+++ SOURCE MATERIAL

PR #5083, opened 2025-10-28
fix(l2): remove one-time checkpoint if already exists

ilitteri:
**Motivation**

In a previous PR, DB checkpoints were introduced to ensure old state availability in the current path-based fashion. Every time a batch is sealed, a checkpoint whose state is the state of the latest block of the sealed batch is created to be used in the next batch.

The checkpoint is needed in two different steps of the batch commitment: for batch preparation (this is essentially building the batch) and for witness generation. Both steps need a non-modified checkpoint, but they both need to modify the checkpoint to be able to re-execute the batch.

As batch preparation occurs before witness generation, we opted to create a one-time checkpoint out of the main checkpoint that can be modified during batch preparation if needed (sometimes the batch was already available in the DB, and there's no need to re-execute anything); then, witness generation modifies the original checkpoint as needed because it is no longer needed. 

Once the one-time checkpoint fulfills its purpose, it is removed. Currently, if batch preparation fails, the one-time checkpoint is not removed, and after retrying batch preparation, there's another attempt at creating the one-time checkpoint, which ends in an error because the directory already exists. We need to either avoid creating the one-time checkpoint again or to remove the existing one.

**Description**

Remove the existing one-time checkpoint if it already exists.

### DIFF
--- a/crates/l2/sequencer/l1_committer.rs
+++ b/crates/l2/sequencer/l1_committer.rs
@@ -285,6 +285,7 @@ impl L1Committer {
                 // struct, but we need to create a one-time copy of it because
                 // we still need to use the current checkpoint store later for witness
                 // generation.
+
                 let (one_time_checkpoint_store, one_time_checkpoint_blockchain) = self
                     .create_checkpoint(&self.current_checkpoint_store, &one_time_checkpoint_path)
                     .await?;
@@ -703,7 +704,6 @@ impl L1Committer {
             "temp_checkpoint_witness_{}_{rand_suffix}",
             batch.number
         ));
-
         // We need to create a one-time checkpoint copy because if witness generation fails the checkpoint would be modified
         let (_, one_time_checkpoint_blockchain) = self
             .create_checkpoint(&self.current_checkpoint_store, &one_time_checkpoint_path)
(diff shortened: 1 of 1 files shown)


crates/l2/sequencer/l1_committer.rs
```diff
@@ -395,6 +395,14 @@ impl L1Committer {
             .checkpoints_dir
             .join(format!("temp_checkpoint_batch_{batch_number}"));
 
+        if one_time_checkpoint_path.exists() {
```
avilagaston9: Maybe we can add a comment explaining why we do this

avilagaston9:
The PR was changed to use a random `one_time_checkpoint_path` on each attempt, preventing the following error:
```
2025-10-28T17:55:42.302454Z ERROR ethrex_l2::sequencer::l1_committer: L1 Committer Error: Committer failed retrieve block from storage: Failed to open RocksDB: IO error: lock hold by current process, acquire time 1761674125 acquiring thread 50: /root/.local/share/ethrex/temp_checkpoint_batch_1/LOCK: No locks available
```

crates/l2/sequencer/l1_committer.rs
```diff
@@ -278,8 +297,27 @@ impl L1Committer {
...
+                            let _ = remove_dir_all(&one_time_checkpoint_path);
+                        }
+                    })?;
+
+                if one_time_checkpoint_path.exists() {
+                    remove_dir_all(&one_time_checkpoint_path).map_err(|e| {
+                        CommitterError::FailedToCreateCheckpoint(format!(
+                            "Failed to remove one-time checkpoint directory {one_time_checkpoint_path:?}: {e}"
+                        ))
+                    })?;
```
tomip01: If we remove the `one_time_checkpoint_path` whether or not it returns an error, we can do it in one place

avilagaston9: Done [bd44892](https://github.com/lambdaclass/ethrex/pull/5083/commits/bd448927525b16867c182517f9411ed14d73478a)!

++++++

__WHAT YOU HAVE TO DO__. Return the data in full, with each line kept exactly as it is.

__EXERCISE ANSWER__.
PR #5083, opened 2025-10-28
fix(l2): remove one-time checkpoint if already exists

ilitteri:
**Motivation**

In a previous PR, DB checkpoints were introduced to ensure old state availability in the current path-based fashion. Every time a batch is sealed, a checkpoint whose state is the state of the latest block of the sealed batch is created to be used in the next batch.

The checkpoint is needed in two different steps of the batch commitment: for batch preparation (this is essentially building the batch) and for witness generation. Both steps need a non-modified checkpoint, but they both need to modify the checkpoint to be able to re-execute the batch.

As batch preparation occurs before witness generation, we opted to create a one-time checkpoint out of the main checkpoint that can be modified during batch preparation if needed (sometimes the batch was already available in the DB, and there's no need to re-execute anything); then, witness generation modifies the original checkpoint as needed because it is no longer needed. 

Once the one-time checkpoint fulfills its purpose, it is removed. Currently, if batch preparation fails, the one-time checkpoint is not removed, and after retrying batch preparation, there's another attempt at creating the one-time checkpoint, which ends in an error because the directory already exists. We need to either avoid creating the one-time checkpoint again or to remove the existing one.

**Description**

Remove the existing one-time checkpoint if it already exists.

### DIFF
--- a/crates/l2/sequencer/l1_committer.rs
+++ b/crates/l2/sequencer/l1_committer.rs
@@ -285,6 +285,7 @@ impl L1Committer {
                 // struct, but we need to create a one-time copy of it because
                 // we still need to use the current checkpoint store later for witness
                 // generation.
+
                 let (one_time_checkpoint_store, one_time_checkpoint_blockchain) = self
                     .create_checkpoint(&self.current_checkpoint_store, &one_time_checkpoint_path)
                     .await?;
@@ -703,7 +704,6 @@ impl L1Committer {
             "temp_checkpoint_witness_{}_{rand_suffix}",
             batch.number
         ));
-
         // We need to create a one-time checkpoint copy because if witness generation fails the checkpoint would be modified
         let (_, one_time_checkpoint_blockchain) = self
             .create_checkpoint(&self.current_checkpoint_store, &one_time_checkpoint_path)
(diff shortened: 1 of 1 files shown)


crates/l2/sequencer/l1_committer.rs
```diff
@@ -395,6 +395,14 @@ impl L1Committer {
             .checkpoints_dir
             .join(format!("temp_checkpoint_batch_{batch_number}"));
 
+        if one_time_checkpoint_path.exists() {
```
avilagaston9: Maybe we can add a comment explaining why we do this

avilagaston9:
The PR was changed to use a random `one_time_checkpoint_path` on each attempt, preventing the following error:
```
2025-10-28T17:55:42.302454Z ERROR ethrex_l2::sequencer::l1_committer: L1 Committer Error: Committer failed retrieve block from storage: Failed to open RocksDB: IO error: lock hold by current process, acquire time 1761674125 acquiring thread 50: /root/.local/share/ethrex/temp_checkpoint_batch_1/LOCK: No locks available
```

crates/l2/sequencer/l1_committer.rs
```diff
@@ -278,8 +297,27 @@ impl L1Committer {
...
+                            let _ = remove_dir_all(&one_time_checkpoint_path);
+                        }
+                    })?;
+
+                if one_time_checkpoint_path.exists() {
+                    remove_dir_all(&one_time_checkpoint_path).map_err(|e| {
+                        CommitterError::FailedToCreateCheckpoint(format!(
+                            "Failed to remove one-time checkpoint directory {one_time_checkpoint_path:?}: {e}"
+                        ))
+                    })?;
```
tomip01: If we remove the `one_time_checkpoint_path` whether or not it returns an error, we can do it in one place

avilagaston9: Done [bd44892](https://github.com/lambdaclass/ethrex/pull/5083/commits/bd448927525b16867c182517f9411ed14d73478a)!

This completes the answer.